非时齐向量值马氏决策模型

A Non-stationary Discounted Vector-valued Markovian Decision Model with Unbounded Reward

摘要: 章云等2讨论了一类报酬函数绝对平均相对有界的非时齐向量值马氏决策模型（简记为VMDP），得出了一最优策略存在的充分条件，并讨论了强最优和最优的关系，张升等3导出了该模型的几个性质。
本文讨论在满足一类报酬函数绝对平均相对有界条件下的非时齐VMDP，将非时齐标量值马氏决策模型的主要结论（策略是最优策略的充要条件，最优方程，马氏策略优势等）在此作了推广。

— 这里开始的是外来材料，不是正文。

Issue #2175, opened 2026-08-27
Freeze local-first auth secret and recovery phrase formats


aeplay:
🤖 Local-first authentication persists a long-lived identity root outside Groove storage, but its format is not represented by the current storage-freeze issues.

Today:
- `generateAuthSecret()` stores 32 CSPRNG bytes as unpadded base64url;
- browser storage keys are derived as `jazz-auth-secret` plus URI-encoded app/user/session scope segments;
- Expo SecureStore uses the same default key but currently carries a separate implementation;
- recovery phrases map the 32-byte secret through the English BIP-39 wordlist into 24 normalized words.

These bytes and names determine whether an existing installation or human backup can recover the same author identity. Accidental changes to padding acceptance, byte length, scope-key construction, wordlist/version, Unicode normalization, or platform-specific encoding would silently create a new identity or make backups unrecoverable.

Before freezing the format:
- specify the canonical secret bytes/string and accepted decoder forms;
- freeze browser and native storage-key derivation, including escaping and empty segments;
- pin recovery phrase wordlist, normalization, checksum, and secret round-trip behavior;
- share one codec across browser/Expo/native implementations;
- add hard-coded cross-platform fixtures plus historical load/restore tests;
- define explicit migration behavior for any future version rather than changing the stored string in place.

Pointers: `packages/jazz-tools/src/runtime/auth-secret-store.ts`, `packages/jazz-tools/src/runtime/recovery-phrase.ts`, and the Expo auth-secret store.

aeplay:
[...]

PR #2246, opened 2026-08-27
Freeze local-first auth secret formats

aeplay:
🤖 Freezes the local-first identity secret and recovery-phrase contract, removes legacy seed acceptance, and prevents backend admission credentials from crossing client runtime boundaries.

## Before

Abstract: Zhang Yun et al have discussed a,non-stationary discounted vector-vector-valued Markovian decision model under the absolute average relatively bounded vector-valued reward function （Abbreviated as VMDP）, they get a sufficients condition for the existence of optimal policy. The relation between strong optimal policy and optimal policy have also discussed by them.Zhang Sheng et al have induced out some properties of the model.
In this paper, the non-stationary discounted VMDP is investigated continually, the major results in scaler-valued Markovian decision model （the necessary and sufficient coindition for a policy to be optimal policy, optimal equation,the dominating property of Markovian policy et al） are extended here.